DATA
PR #383, opened 2019-06-25
Add command validation & fix interactive port display.

Gerhut:


src/WebUI/dotnet/WebPortal/Controllers/HomeController.cs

WHAT IS BEING ASKED
Reproduce the listing above exactly from the line containing "Add command validation" through its last line, with both of those lines included.

THE COMPLETED TASK
Add command validation & fix interactive port display.

Gerhut:


src/WebUI/dotnet/WebPortal/Controllers/HomeController.cs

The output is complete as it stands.